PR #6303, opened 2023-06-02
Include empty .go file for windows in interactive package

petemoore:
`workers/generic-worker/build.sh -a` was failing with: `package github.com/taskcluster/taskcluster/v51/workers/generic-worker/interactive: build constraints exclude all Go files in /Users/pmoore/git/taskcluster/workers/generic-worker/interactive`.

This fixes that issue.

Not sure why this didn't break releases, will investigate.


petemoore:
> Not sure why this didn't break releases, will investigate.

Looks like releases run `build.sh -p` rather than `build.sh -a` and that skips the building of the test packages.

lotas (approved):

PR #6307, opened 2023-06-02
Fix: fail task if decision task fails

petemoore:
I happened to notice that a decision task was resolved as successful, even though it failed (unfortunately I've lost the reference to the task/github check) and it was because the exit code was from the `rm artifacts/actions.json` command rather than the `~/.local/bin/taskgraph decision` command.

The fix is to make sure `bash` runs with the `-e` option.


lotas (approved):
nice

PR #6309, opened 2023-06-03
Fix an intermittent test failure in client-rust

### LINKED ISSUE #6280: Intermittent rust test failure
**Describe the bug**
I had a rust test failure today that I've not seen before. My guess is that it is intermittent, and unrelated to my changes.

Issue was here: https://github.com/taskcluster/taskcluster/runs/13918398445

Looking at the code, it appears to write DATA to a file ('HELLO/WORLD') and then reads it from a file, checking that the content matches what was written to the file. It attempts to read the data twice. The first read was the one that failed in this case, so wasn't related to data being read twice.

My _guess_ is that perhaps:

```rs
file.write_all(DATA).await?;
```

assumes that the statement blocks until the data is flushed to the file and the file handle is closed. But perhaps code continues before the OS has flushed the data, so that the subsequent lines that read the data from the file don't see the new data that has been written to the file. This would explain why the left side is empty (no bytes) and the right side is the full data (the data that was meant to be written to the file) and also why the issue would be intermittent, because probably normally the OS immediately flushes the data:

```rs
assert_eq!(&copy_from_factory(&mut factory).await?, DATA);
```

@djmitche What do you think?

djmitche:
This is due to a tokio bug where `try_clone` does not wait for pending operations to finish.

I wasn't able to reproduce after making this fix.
·····
* _WHAT TO DO_
Report, for the data above, every line in which the string "build" appears.

* _WORKED SOLUTION_
`workers/generic-worker/build.sh -a` was failing with: `package github.com/taskcluster/taskcluster/v51/workers/generic-worker/interactive: build constraints exclude all Go files in /Users/pmoore/git/taskcluster/workers/generic-worker/interactive`.
Looks like releases run `build.sh -p` rather than `build.sh -a` and that skips the building of the test packages.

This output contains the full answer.